*** Given records ***
PR #3293, opened 2025-02-21
chore(app): poc for rust to ts type generation

MagnusHJensen:
This PR is the beginning of starting to add full type supports in the app frontend by auto-generating them from Rust Types.

### My conclusion on auto-generating types:

I think it works pretty nicely, the only odd thing, depending on how we want the generated types to be structured, is that we can't do the same file, since Rust types is split across multiple packages, so they generate one after the other overwriting any existing types in the same file.

It means the turbo config has changed to make the app-lib testing depend on app, so it generates those types first, because it includes it's dependencies, but they should already be covered by the app-lib type generation.

Lastly it's a bit odd with the `export_to` name, inside the macro, I did find [this](<https://docs.rs/ts-rs/latest/ts_rs/trait.TS.html#container-attributes>) but I could simply not get it to work, and for proving a point to verify this is the way I think it's fine for now (if it's the way you want to go, then I can spend some more time hopefully setting a shared base path, so only the file name changes, but that is still a problem. I also tried providing a constant to the macro, but that is [not a possibility in rust](<https://github.com/rust-lang/rust/issues/52393>).


Prospector:
ooh yay, this is very helpful!

Prospector:
Going to go ahead and close this. We definitely plan to address a better solution for TS types in the future, though we feel that the automated solutions are not quite as good as we can make them manually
*** End of Given records ***
Activity:
Among the lines above, find those carrying the word "that" and copy them out.

Solution:
I think it works pretty nicely, the only odd thing, depending on how we want the generated types to be structured, is that we can't do the same file, since Rust types is split across multiple packages, so they generate one after the other overwriting any existing types in the same file.
Lastly it's a bit odd with the `export_to` name, inside the macro, I did find [this](<https://docs.rs/ts-rs/latest/ts_rs/trait.TS.html#container-attributes>) but I could simply not get it to work, and for proving a point to verify this is the way I think it's fine for now (if it's the way you want to go, then I can spend some more time hopefully setting a shared base path, so only the file name changes, but that is still a problem. I also tried providing a constant to the macro, but that is [not a possibility in rust](<https://github.com/rust-lang/rust/issues/52393>).
Going to go ahead and close this. We definitely plan to address a better solution for TS types in the future, though we feel that the automated solutions are not quite as good as we can make them manually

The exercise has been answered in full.